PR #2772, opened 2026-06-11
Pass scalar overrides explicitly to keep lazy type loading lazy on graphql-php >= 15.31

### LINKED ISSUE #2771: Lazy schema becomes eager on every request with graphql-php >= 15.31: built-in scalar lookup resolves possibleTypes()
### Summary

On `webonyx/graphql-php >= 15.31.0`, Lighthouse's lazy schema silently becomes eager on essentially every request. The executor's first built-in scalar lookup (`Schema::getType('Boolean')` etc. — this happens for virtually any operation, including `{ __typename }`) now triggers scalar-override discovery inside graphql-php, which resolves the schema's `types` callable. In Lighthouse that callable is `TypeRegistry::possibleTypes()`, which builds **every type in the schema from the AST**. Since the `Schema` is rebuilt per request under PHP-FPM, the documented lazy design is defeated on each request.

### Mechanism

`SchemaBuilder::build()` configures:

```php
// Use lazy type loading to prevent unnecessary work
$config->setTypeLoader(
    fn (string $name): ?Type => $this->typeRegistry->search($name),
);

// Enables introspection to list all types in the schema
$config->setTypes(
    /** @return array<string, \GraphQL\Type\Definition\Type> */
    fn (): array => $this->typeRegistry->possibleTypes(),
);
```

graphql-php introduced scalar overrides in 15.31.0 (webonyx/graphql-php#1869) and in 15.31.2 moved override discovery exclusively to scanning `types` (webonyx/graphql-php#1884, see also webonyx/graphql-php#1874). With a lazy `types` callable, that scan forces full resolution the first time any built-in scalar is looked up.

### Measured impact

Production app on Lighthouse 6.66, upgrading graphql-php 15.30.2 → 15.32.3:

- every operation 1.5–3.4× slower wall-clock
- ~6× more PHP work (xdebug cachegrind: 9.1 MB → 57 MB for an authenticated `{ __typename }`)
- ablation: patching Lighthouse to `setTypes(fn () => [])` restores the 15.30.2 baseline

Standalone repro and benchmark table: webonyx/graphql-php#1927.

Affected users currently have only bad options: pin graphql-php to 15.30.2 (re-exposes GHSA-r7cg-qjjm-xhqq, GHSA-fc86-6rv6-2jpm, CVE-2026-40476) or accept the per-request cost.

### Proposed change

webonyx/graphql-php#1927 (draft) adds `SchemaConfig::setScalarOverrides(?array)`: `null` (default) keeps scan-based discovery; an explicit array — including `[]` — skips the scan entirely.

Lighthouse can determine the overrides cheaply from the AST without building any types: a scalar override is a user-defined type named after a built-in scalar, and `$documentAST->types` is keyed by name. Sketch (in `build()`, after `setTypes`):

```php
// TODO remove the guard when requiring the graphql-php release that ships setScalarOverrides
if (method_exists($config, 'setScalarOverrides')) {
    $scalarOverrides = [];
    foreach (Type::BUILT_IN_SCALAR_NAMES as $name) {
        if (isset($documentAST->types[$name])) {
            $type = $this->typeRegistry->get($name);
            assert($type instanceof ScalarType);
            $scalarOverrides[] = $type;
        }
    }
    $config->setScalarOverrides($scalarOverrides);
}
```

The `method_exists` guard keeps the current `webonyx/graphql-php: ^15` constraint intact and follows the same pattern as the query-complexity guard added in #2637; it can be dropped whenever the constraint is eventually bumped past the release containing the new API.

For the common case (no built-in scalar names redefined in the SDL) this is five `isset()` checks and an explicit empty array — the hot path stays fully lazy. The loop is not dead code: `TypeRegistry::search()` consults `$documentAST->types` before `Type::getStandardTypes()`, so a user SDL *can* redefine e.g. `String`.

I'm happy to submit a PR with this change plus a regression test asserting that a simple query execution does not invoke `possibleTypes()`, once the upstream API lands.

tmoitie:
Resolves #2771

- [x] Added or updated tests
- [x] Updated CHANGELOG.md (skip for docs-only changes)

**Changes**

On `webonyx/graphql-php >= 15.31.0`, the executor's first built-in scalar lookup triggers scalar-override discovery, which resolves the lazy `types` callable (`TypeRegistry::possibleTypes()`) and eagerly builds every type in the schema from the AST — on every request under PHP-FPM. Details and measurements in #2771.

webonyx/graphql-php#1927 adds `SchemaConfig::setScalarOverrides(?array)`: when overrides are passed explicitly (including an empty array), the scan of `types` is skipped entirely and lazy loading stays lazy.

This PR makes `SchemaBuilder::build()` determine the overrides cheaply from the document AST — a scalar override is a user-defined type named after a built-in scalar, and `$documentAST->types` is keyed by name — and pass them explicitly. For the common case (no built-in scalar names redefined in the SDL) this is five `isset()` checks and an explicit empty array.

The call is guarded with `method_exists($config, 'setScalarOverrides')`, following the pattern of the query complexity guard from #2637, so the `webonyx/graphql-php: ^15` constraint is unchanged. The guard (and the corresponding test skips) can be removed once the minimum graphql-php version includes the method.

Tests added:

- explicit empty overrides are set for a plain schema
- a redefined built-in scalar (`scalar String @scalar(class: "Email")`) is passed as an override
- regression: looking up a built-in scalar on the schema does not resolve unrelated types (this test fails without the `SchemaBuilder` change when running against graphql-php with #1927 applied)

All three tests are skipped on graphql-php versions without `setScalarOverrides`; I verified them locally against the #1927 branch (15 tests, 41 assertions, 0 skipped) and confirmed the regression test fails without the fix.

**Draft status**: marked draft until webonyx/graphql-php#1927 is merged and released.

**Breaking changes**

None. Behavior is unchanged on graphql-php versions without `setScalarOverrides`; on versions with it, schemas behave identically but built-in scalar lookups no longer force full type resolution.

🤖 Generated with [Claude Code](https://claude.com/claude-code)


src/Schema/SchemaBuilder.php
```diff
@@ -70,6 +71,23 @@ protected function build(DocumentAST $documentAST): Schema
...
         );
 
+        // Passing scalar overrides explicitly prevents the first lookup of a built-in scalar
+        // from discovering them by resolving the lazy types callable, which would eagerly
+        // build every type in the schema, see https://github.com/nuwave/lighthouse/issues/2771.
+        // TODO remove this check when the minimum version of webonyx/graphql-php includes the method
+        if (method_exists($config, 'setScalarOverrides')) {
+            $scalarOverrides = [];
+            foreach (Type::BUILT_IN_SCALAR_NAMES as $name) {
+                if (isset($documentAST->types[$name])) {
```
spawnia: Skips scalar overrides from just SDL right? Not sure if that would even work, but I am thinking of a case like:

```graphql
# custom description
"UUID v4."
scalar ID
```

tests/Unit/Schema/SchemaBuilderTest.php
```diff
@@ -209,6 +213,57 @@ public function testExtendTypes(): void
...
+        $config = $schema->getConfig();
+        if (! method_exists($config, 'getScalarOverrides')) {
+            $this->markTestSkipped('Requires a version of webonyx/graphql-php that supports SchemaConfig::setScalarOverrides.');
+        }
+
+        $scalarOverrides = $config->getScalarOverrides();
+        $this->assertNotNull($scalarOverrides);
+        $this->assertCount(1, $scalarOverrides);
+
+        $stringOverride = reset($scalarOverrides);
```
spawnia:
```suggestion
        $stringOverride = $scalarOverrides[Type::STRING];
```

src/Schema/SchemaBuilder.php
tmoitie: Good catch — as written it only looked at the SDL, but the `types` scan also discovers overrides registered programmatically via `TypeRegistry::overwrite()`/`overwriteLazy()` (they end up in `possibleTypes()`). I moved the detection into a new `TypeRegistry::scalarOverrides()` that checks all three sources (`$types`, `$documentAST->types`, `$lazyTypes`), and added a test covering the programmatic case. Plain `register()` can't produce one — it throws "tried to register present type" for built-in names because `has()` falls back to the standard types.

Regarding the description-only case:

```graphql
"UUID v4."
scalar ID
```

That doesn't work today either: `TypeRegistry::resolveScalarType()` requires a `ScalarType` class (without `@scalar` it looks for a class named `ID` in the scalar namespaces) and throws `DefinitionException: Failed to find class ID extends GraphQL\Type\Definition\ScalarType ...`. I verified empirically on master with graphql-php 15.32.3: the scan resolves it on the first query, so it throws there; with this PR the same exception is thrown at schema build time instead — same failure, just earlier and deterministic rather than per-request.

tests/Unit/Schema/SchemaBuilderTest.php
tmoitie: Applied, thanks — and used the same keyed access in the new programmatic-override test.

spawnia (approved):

···

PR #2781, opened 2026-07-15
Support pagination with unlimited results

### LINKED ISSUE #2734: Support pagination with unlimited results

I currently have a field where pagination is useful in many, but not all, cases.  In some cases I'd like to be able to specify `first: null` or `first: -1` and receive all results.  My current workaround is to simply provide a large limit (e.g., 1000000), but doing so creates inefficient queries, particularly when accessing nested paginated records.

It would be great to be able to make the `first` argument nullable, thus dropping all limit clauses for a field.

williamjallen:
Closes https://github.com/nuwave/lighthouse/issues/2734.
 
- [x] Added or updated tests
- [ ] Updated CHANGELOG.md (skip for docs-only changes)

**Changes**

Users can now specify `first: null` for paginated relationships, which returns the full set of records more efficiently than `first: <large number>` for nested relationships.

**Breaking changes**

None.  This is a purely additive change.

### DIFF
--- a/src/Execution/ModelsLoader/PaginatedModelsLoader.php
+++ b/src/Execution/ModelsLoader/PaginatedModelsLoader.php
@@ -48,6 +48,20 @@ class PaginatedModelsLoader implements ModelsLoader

···

Transcribe each line of the data above, unaltered, from the one where "PR #2772, opened 2026-06-11" appears to the one where "Standalone repro and" appears, inclusive of both.

### RESULT FOR THIS TASK:
PR #2772, opened 2026-06-11
Pass scalar overrides explicitly to keep lazy type loading lazy on graphql-php >= 15.31

### LINKED ISSUE #2771: Lazy schema becomes eager on every request with graphql-php >= 15.31: built-in scalar lookup resolves possibleTypes()
### Summary

On `webonyx/graphql-php >= 15.31.0`, Lighthouse's lazy schema silently becomes eager on essentially every request. The executor's first built-in scalar lookup (`Schema::getType('Boolean')` etc. — this happens for virtually any operation, including `{ __typename }`) now triggers scalar-override discovery inside graphql-php, which resolves the schema's `types` callable. In Lighthouse that callable is `TypeRegistry::possibleTypes()`, which builds **every type in the schema from the AST**. Since the `Schema` is rebuilt per request under PHP-FPM, the documented lazy design is defeated on each request.

### Mechanism

`SchemaBuilder::build()` configures:

```php
// Use lazy type loading to prevent unnecessary work
$config->setTypeLoader(
    fn (string $name): ?Type => $this->typeRegistry->search($name),
);

// Enables introspection to list all types in the schema
$config->setTypes(
    /** @return array<string, \GraphQL\Type\Definition\Type> */
    fn (): array => $this->typeRegistry->possibleTypes(),
);
```

graphql-php introduced scalar overrides in 15.31.0 (webonyx/graphql-php#1869) and in 15.31.2 moved override discovery exclusively to scanning `types` (webonyx/graphql-php#1884, see also webonyx/graphql-php#1874). With a lazy `types` callable, that scan forces full resolution the first time any built-in scalar is looked up.

### Measured impact

Production app on Lighthouse 6.66, upgrading graphql-php 15.30.2 → 15.32.3:

- every operation 1.5–3.4× slower wall-clock
- ~6× more PHP work (xdebug cachegrind: 9.1 MB → 57 MB for an authenticated `{ __typename }`)
- ablation: patching Lighthouse to `setTypes(fn () => [])` restores the 15.30.2 baseline

Standalone repro and benchmark table: webonyx/graphql-php#1927.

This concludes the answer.